Turns out they had consulted an internet mapping program, and it told them to get on Interstate 90, stay on it for a really long time, get off on U.S. 20, then take a right on Rt. 8. All of which is exactly correct, but ...

U.S. 20 (the northern route shown here) goes to the same places as Interstate 90, but takes a lot longer to do so.
Google Maps
What they didn't realize is that I-90 is basically the modern version of old Route 20, the road from Boston to Chicago. The two roads crisscross repeatedly. They had gotten off at the first interchange, in East Greenbush, NY, instead of the correct one, in Lee, MA. And since they had only printed out the directions, and had no map whatsoever, they were then utterly and totally lost. They would indeed have gotten to the right place eventually by following Route 20 — if they stayed alert to the fact that it makes multiple right-angle turns — but they would have lost well over an hour in the process.

The moral of this story is not that you should avoid computer mapping services. On the contrary, I find Google Maps in particular quite liberating. I'm always looking for new ways to get from point A to point B, and Google Maps lets you alter its chosen route by "pulling" it to different intermediate points. That's no big deal in and of itself, but what is a big deal is that it will add up the mileage for each route in a split-second. You can do that with a convenientional road map, too, but it's a very time-consuming and error-prone process.
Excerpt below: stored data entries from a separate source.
PR #944, opened 2015-11-05
GH-667: support generic error listener

DonutEspresso:
@yunong @micahr rebased onto 5.x branch.

### DIFF
--- a/docs/index.restdown
+++ b/docs/index.restdown
@@ -503,10 +503,12 @@ Alternatively, restify 2.1 supports a `next.ifError` API:
 
 Sometimes, for all requests, you may want to handle an error condition the same
 way. As an example, you may want to serve a 500 page on all
-`InternalServerErrors`. In this case, you can add a listener for the `InternalServer` error event that
-is always fired when this Error is encountered by Restify as part of a
-`next(error)` statement. This gives you a way to handle all errors of the same
-class identically across the server.
+`InternalServerErrors`. In this case, you can add a listener for the
+`InternalServer` error event that is always fired when this Error is
+encountered by Restify as part of a `next(error)` statement. This gives you a
+way to handle all errors of the same class identically across the server. You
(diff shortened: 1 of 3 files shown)


DonutEspresso:
Fixes #667 and #888.

yunong:
LGTM

goyney:
Is there an ETA on the 5.x release? Badly need the generic error catcher.

mauron85:
Hi there. I'm testing 5.x branch and generic error middleware.

And I must say that I'm confused, (but also my assumptions might be just wrong).

In 4.x branch there was possibility to log every error in `server.on("after")` event handler, which catches both internal restify errors like `ResourceNotFound` or `BadMethod` and generic throw errors (throw new Error).

```
    server.on('after', function (req, res, route, err) {
        if (err) {
            logger.error(err, 'Error returned from route %s', route.name);
        }
    });
```

But in 5.x behavior seems to be changed and now `err` param is null for restify internal exceptions (`ResourceNotFound`, `BadMethod`).

There is new event `restifyError` but it doesn't seem working for me (it didn't catch any kind of error).

I think behavior of 4.x where any kind of exception can be captured and logged seems better fit for me. I don't want to have group of server.on listeners to log every possible restify exception.

retrohacker:
@mauron85 sorry for the radio silence on this. It was appended to a closed PR and fell off my radar. Mind opening a new issue using our sniney new templates? :smile: 

An error first callback not returning an error seems like a bug, but I haven't drilled down too deep into this. Have a few things (including a documentation site) on our plate at the moment so any help you could provide in repro cases and root-causing would def help! :heart:

mauron85:
@retrohacker no problem at all. I understand there things we do for living, that are keeping us busy. I also need to find time to write some test case scenario, so you can take look on it. I'll create new issue then.

PR #945, opened 2015-11-05
Add compatibility with Node 4 for Http Status Codes

DonutEspresso:
Migrating this fix from 4.x


DonutEspresso:
NM, we should merge the entire 4.x branch.

PR #946, opened 2015-11-05
Merge4to5

DonutEspresso:
@yunong @micahr  merging latest of 4.x to 5.x


yunong:
We should probably update changes.MD with the changes.

PR #951, opened 2015-11-11
Allow responses to skip formatters. was (Add support for pre-gzipped application/json)

mramato:
If a valid `Content-Encoding` is already set on an `application/json` response, do not convert `body` to a string and instead return it as is. The use case is sending the response JSON that has already been gzipped rather than going through the gzip plug-in and wanting to provide the correct `application/json` `Content-Type`.

I apologize if there is a reason this isn't already supported (perhaps I'm doing something wrong on my side).  I wanted to add a test case, bit couldn't find where the existing json formatter tests lived, if you can point me to them, I'll be happy to add one.

Here's an example of what I am talking about, this causes the gzipped data to be incorrectly turned into a string in `4.0.3` but is fixed in my branch.  In my specific use case, I'm not gzipping on the fly and instead have a in-memory buffer of already gzipped JSON data.

```
function preGzip(req, res, next) {
    zlib.gzip(JSON.stringify(result), function (err, data) {
        if (err) {
            return next(err);
        }
        res.setHeader('Content-Type', 'application/json');
        res.setHeader('Content-Encoding', 'gzip');
        res.setHeader('Content-Length', data.length);
        res.send(data);
        next();
    });
};
```

### DIFF
--- a/lib/response.js
+++ b/lib/response.js
@@ -254,7 +254,6 @@ Response.prototype.link = function link(l, rel) {
     return (this.header('Link', _link));
 };
 
-
 /**
  * sends the response object. convenience method that handles:
  *     writeHead(), write(), end()
@@ -266,6 +265,24 @@ Response.prototype.link = function link(l, rel) {
  * @returns  {Object}                           self, the response object
  */
 Response.prototype.send = function send(code, body, headers) {
+    return this._send(code, body, headers, true);
+};
+
+/**
+ * sends the response object as-is without formatting. convenience method that
+ *     handles: writeHead(), write(), end()
+ * @public
+ * @function send
+ * @param    {Number} code                      http status code
+ * @param    {Object | Buffer | Error} body     the content to send
+ * @param    {Object}                  headers  any add'l headers to set
+ * @returns  {Object}                           self, the response object
+ */
+Response.prototype.sendRaw = function sendRaw(code, body, headers) {
+    return this._send(code, body, headers, false);
+};
+
+Response.prototype._send = function _send(code, body, headers, format) {
     var isHead = (this.req.method === 'HEAD');
     var log = this.log;
     var self = this;
@@ -334,15 +351,16 @@ Response.prototype.send = function send(code, body, headers) {
         }
     }
 
-    if (body !== undefined) {
+    if (body === undefined) {
+        _cb(null, null);
+    } else if (format) {
         this.format(body, _cb);
     } else {
-        _cb(null, null);
+        _cb(null, body);
     }
 
     return (this);
 };
-
 
 /**
  * sets a header on the response.


DonutEspresso:
Thanks for the pull request, appreciate the time you took to dig into the issue! 

I'm not sure that this is how we want to solve the problem, as given your use case this could be an issue for every formatter (and not just JSON responses). Your use case is pretty unique, and I think it might make more sense for you to use gzip only on endpoints that you know aren't serving pre-gzipped content. You can move plugin usage into your `server.get` handlers array instead of keeping them in `server.use`.

mramato:
> Your use case is pretty unique, and I think it might make more sense for you to use gzip only on endpoints that you know aren't serving pre-gzipped content.

Just to be clear, I'm already doing this.  The problem is that if `Content-Type` is set to `application/json` for pre-gzipped content, the json formatter crashes. I'm okay if you want to fix the issue in a different manner, but this is definitely a bug in all of the default restify formatters.  Basically, it's impossible to use pre-gzipped content with any non-binary default formatter.

My use case is not as unique as you think, since serving precompressed content is extremely common when dealing with large tiled geospatial data sets on the web.

If you can provide some guidance on what you think the correct fix would be, I'd be happy to work on that elsewhere in the codebase.

DonutEspresso:
If the formatter is crashing (and in turn crashing your server) that is definitely a bug. I apologize if I misunderstood the problem, that wasn't clear to me. If you have a short example that exhibits this problem, that'd be a great starting point.

mramato:
Here's a complete standalone example to explain the problem I'm seeing.  It's not an actual crash but rather a data corruption issue.

```javascript

var data;

//Normally data comes from a large gzipped JSON file but for the
//sake of this example, I'm generating a small valid gzip payload here.
var zlib = require('zlib');
zlib.gzip('{ "hello": "world"}', function (err, result) {
    data = result;
});

//Begin actual code that triggers restify bug

server.get('/', function (req, res, next) {
    res.setHeader('Content-Type', 'application/json');
    res.setHeader('Content-Encoding', 'gzip');
    res.setHeader('Content-Length', data.length);

    // In master, data gets base64 encoded by the JSON formatter
    // and therefore decoding fails on the client.  This branch
    // updates the formatter to honor 'Content-Encoding'
    res.send(data);
    next();
});

server.listen(3000, function(){
});
```

yunong:
This is fair. We need to expose a feature or flag to let your response skip formatters all together. This seems like a reasonable feature.

mramato:
That sounds like a better solution. A random idea would be a new function off response, maybe named something like `sendRaw`?  I'd be happy to work on this if you can give me the high level details of the approach you would like want to take.

DonutEspresso:
I like the approach of having a parallel `sendRaw()` method. You could take the approach of extracting what's in `send()` today and have some common shared method, but only call the formatters in the final step for `send()`. Seems like a cleaner approach than tossing some flag on to the request object. 

@yunong @micahr, what do you guys think?

micahr:
`sendRaw` does sound a lot better for maintaining backwards compatibility.

mramato:
Thanks for the feedback, I'll look into adding `sendRaw`.

mramato:
I'm sorry for taking so long to get back to this.  I've reverted my old changes and added `Repsonse.sendRaw` as discussed. I didn't see an obvious place to add a test (nothing in `response.test.js` actually calls `send`.)  Point me in the write direction and I can add one if you want.

Thanks!

DonutEspresso:
Thank you! Yes, the tests need some organization for sure. :) I think `response.test.js` is a fine place to add tests. 

I just realized this original PR is filed against master, which is bit outdated. Unfortunately we haven't yet had a chance to reconcile that against 4.x or 5.x. Would you mind re-opening your branch against 5.x? Thank you!

mramato:
> Would you mind re-opening your branch against 5.x?

No problem.  It also looks like there are some failing tests I need to address (need to wait until I'm on my linux machine for that since it looks like tests don't run under windows (or at least requires more set up).

As a side note, is restify 5.x close to release?  I only ask since that's where this PR is going and I was hoping to take advantage of the new feature (but can monkey patch in the mean time).

Thanks again for reviewing.

DonutEspresso:
I want to say soon-ish, but the reality is probably whenever we can get the [cors plugin](https://github.com/restify/plugins/pull/10) landed, since 5.x removes all plugins from core. It's the last PR I'd like to complete before cutting 5.x. Unfortunately, I just haven't had the bandwidth to work on it recently.

mramato:
Opened #1025 as requested.  Thanks.

PR #960, opened 2015-12-02
Fix incorrect client websocket example

richardkiene:
The documentation was using a `req` variable that is not declared. Additionally the second anonymous function definition hides the `err`, `res`, `socket`, and `head` variables.


micahr:
Thank you for the PR, the docs definitely need some love and this is a good start.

As Humpty Dumpty says, it's all a question of which is to be the master. If you take the easy way, following the computer's advice blindly, then you will never have any idea how origin and destination are connected, where you are at any moment along the trip, and what to do if anything unexpected happens. But if you use the computer as an aid rather than a crutch, then it becomes life-enhancing rather than crippling.

This has obvious application to astronomical observing strategies in the age of modern electronics. But I'll come to that in another blog.

15 thoughts on “Tunnel Vision Navigation

  1. Beau

    The same should be said for GPS assistants that “tell” you where to go. I’ve heard more than one story about people ending up hundreds of miles from where they were supposed to be.
    I personally prefer the old fashion paper maps. It’s fun to sit down and figure out which route to take.

  2. James Grose

    I agree, relying way too much on GPS assistants, especially faulty ones can be a really big problem. Unfortunately most people nowadays do not know how to read and interpet maps, especially road maps, and relate them to what they see around them. Most people unfortunately let GPS devices do the thinking for them, and that can be a real dangerous problem, especially if the GPS device is error prone. NEVER, absolutely, NEVER totally rely on a GPS device when traveling, and to anyone who reads this, please take the time and learn how to read and interpet a map, because someday that skill could save you alot of trouble, and possibly even your life.

  3. Andy

    I see you’re going to expand on this but as a geographer and an astronomer I see the strong parallel between understanding how to read a map, orient and locate yourself, and how to read a celestial chart, orient and navigate. If you use a computer to blindly get yourself from ‘a’ to ‘b’ without understanding (or even seeing) how you get there and what interesting things may be on the way, you lose out hugely in your understanding and enjoyment of the landscape or the sky. I’d recommend doing Sue French’s ‘Deep Sky Wonders’ tours without a computer-controlled telescope (if you own one) every bit as much as I’d recommend walking the hills or driving A to B with just a map and compass.

  4. Dieter Kreuer

    I’m probably one of the last amateur astronomers on Earth who got himself a goto telescope, but it made such a big difference since I bought it earlier this year. I was not doing much observing in the past few years, only casual strolling through the skies. And always watching the same objects like M13, h/chi Per, M57, M31 etc. It was just too tiresome to starhop to new and faint objects during my brief observing sessions. Never had prepared those evenings properly.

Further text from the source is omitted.